Aim of the task >>
Look through the records below and collect all lines that hold the string "prevState".

#### Entries shown ####

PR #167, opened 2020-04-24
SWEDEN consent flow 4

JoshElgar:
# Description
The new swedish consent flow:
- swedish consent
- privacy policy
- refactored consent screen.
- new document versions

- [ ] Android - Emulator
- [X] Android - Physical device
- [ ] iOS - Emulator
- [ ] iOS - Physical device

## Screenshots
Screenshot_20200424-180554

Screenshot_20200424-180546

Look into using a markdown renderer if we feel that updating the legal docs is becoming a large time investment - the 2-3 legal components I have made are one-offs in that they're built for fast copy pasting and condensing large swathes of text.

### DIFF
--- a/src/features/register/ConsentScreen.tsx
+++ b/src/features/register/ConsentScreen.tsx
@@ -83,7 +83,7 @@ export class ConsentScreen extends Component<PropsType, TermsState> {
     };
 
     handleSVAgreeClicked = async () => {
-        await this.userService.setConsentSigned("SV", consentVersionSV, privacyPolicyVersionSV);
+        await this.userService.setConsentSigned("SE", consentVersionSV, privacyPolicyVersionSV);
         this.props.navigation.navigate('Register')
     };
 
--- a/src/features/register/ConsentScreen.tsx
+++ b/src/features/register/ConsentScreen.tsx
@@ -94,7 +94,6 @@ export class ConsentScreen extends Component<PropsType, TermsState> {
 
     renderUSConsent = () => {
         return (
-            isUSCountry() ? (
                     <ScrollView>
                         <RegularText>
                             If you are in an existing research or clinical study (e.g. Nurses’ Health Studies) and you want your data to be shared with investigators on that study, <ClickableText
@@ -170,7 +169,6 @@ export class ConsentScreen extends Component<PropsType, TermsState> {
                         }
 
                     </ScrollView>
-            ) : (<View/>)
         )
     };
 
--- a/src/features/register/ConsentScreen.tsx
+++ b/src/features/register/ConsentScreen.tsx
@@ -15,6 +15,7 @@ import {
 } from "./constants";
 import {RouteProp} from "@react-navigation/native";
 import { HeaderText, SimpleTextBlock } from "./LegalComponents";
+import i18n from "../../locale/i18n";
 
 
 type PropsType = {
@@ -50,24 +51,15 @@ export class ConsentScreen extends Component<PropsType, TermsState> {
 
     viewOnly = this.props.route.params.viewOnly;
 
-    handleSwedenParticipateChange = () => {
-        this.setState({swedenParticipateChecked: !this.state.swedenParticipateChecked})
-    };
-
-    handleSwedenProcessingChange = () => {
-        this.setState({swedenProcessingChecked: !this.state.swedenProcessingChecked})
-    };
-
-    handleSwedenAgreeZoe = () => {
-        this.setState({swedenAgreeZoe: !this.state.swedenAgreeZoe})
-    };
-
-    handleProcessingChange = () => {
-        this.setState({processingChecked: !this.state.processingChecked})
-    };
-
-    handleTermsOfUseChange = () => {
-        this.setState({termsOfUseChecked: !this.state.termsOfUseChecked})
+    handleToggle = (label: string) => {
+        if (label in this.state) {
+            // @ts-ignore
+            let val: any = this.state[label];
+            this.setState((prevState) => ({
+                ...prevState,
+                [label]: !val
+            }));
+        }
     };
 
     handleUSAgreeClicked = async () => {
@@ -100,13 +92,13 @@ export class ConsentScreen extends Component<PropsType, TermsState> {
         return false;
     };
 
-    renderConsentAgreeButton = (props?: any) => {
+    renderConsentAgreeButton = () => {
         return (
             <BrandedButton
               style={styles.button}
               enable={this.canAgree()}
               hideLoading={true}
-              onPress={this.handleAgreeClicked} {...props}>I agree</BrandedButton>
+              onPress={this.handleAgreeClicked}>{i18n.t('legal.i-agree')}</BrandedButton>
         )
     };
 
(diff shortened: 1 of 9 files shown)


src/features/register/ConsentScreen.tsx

####

Exercise response >>
+            this.setState((prevState) => ({
+                ...prevState,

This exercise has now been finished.